While the idea of customer relationship management is a noble one, Siebel was partly a victim of its own aggressive marketing hype, which promised much more than it delivered. Firstly, given the broad landscape of deployed applications in large companies, it was unrealistic to expect one application to “own” the customer. Worse, Siebel was long on marketing slides and short on well engineered code. A friend working at a bank who spent two years implementing Siebel described it as a “multi million dollar compiler”, since almost every function that they required was not in the core product, and required lengthy and expensive coding from Siebel consultants.

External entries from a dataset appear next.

PR #2694, opened 2025-01-30
[openshift_setup] Add support for overriding dependent operators CatalogSource

lewisdenny:
This is needed to easily test pre-release versions of OCP. OpenStack
depends on a few operators, these operators don't easily expose
pre-release versions for installation. A hack like this patch allows a
user to create a new CatalogSource for the current GA version of OCP and
patch the dependent operators to install from it.

JIRA: https://issues.redhat.com/browse/OSPRH-13706

### DIFF
--- a/roles/kustomize_deploy/tasks/install_operators.yml
+++ b/roles/kustomize_deploy/tasks/install_operators.yml
@@ -186,6 +186,14 @@
           status: "True"
         wait_timeout: 300
 
+    - name: Create catalog source and switch dependent operators to consume it
+      when:
+        - cifmw_openshift_setup_enable_operator_catalog_override |
+          default(false) | bool
+      ansible.builtin.import_role:
+        name: openshift_setup
+        tasks_from: patch_dependent_operators_source.yml
+
     - name: Wait for controller-manager pods
       kubernetes.core.k8s_info:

Another friend working at a giant corporation reckoned that their Siebel rollout cost more than their SAP rollout, and that was not meant as a compliment to SAP. Large companies (though not of course system integrators) had become disillusioned with these massive systems integration projects, while Salesforce.com showed just how much was possible in a relatively simple, hosted environment. When the giant deals dried up after the internet bubble collapsed, Siebel was ill suited to adapt to the more difficult sales climate, and a host of executive changes at the top were just the tip of the iceberg, with an exodus in the last year or so of mid-level staff. However, just as breeding two elephants rarely produces a gazelle, the disappearance of Siebel into Oracle’s maw does not solve the issue of customer integration in large companies. The definition of “customer” is still spread amongst every application that needs to reference it, which includes sales force systems but also billing systems, marketing systems and support systems. In time there will be one less definition around as Siebel is absorbed, but this barely scratches the surface of the problem of reducing the complexity of dealing with multiple definitions of master data such as “customer”, as there will still be dozens of sources of this data around. As discussed elsewhere , this requires tools that are not built on the assumption that they are the one and only source of the truth.